Records for the exercise below:

PR #2962, opened 2026-03-10
FeatureEvent: check for touch event/hitTolerance when gathering features on click

ZakarFin:
Use getFeaturesAtPixel() instead of forEachFeatureAtPixel() to allow using touch and refactor accordingly. The layer handling is kinda weird. We check for type, but at least wfs-layers don't have a specific handler to call (maybe mvt does). It's the only reason to map layerId -> ol layer -> back to layerId.

getFeaturesAtPixel() already does the cluster check and attaches all features on cluster to the list so this simplified a bit, but the downside is the awkward layer fiddling.

### DIFF
--- a/bundles/mapping/mapmodule/service/VectorFeatureService.ol.js
+++ b/bundles/mapping/mapmodule/service/VectorFeatureService.ol.js
@@ -296,18 +296,29 @@ Oskari.clazz.defineES('Oskari.mapframework.service.VectorFeatureService',
          */
         _onMapClicked (event) {
             const me = this;
-            let clickHits = [];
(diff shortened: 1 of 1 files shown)


ZakarFin:
This works like before. I'm likely to make another change in the near future that would filter out features from hover layer etc. from `mapmodule.getFeaturesAtPixel()` so we wouldn't need to filter out features that don't have a layer tied to them here.

ZakarFin:
There's a problem with this change when there are layers on the map that have been added through RPC (runtime layers) that are not registered to maplayer service. The features returned by map have a layerId, but getOlMapLayer() returns null for those as it uses sandbox.findMapLayerFromSelectedLayers().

End of Records for the exercise.

From the records above, extract each line exactly as shown.

PR #2962, opened 2026-03-10
FeatureEvent: check for touch event/hitTolerance when gathering features on click

ZakarFin:
Use getFeaturesAtPixel() instead of forEachFeatureAtPixel() to allow using touch and refactor accordingly. The layer handling is kinda weird. We check for type, but at least wfs-layers don't have a specific handler to call (maybe mvt does). It's the only reason to map layerId -> ol layer -> back to layerId.

getFeaturesAtPixel() already does the cluster check and attaches all features on cluster to the list so this simplified a bit, but the downside is the awkward layer fiddling.

### DIFF
--- a/bundles/mapping/mapmodule/service/VectorFeatureService.ol.js
+++ b/bundles/mapping/mapmodule/service/VectorFeatureService.ol.js
@@ -296,18 +296,29 @@ Oskari.clazz.defineES('Oskari.mapframework.service.VectorFeatureService',
          */
         _onMapClicked (event) {
             const me = this;
-            let clickHits = [];
(diff shortened: 1 of 1 files shown)


ZakarFin:
This works like before. I'm likely to make another change in the near future that would filter out features from hover layer etc. from `mapmodule.getFeaturesAtPixel()` so we wouldn't need to filter out features that don't have a layer tied to them here.

ZakarFin:
There's a problem with this change when there are layers on the map that have been added through RPC (runtime layers) that are not registered to maplayer service. The features returned by map have a layerId, but getOlMapLayer() returns null for those as it uses sandbox.findMapLayerFromSelectedLayers().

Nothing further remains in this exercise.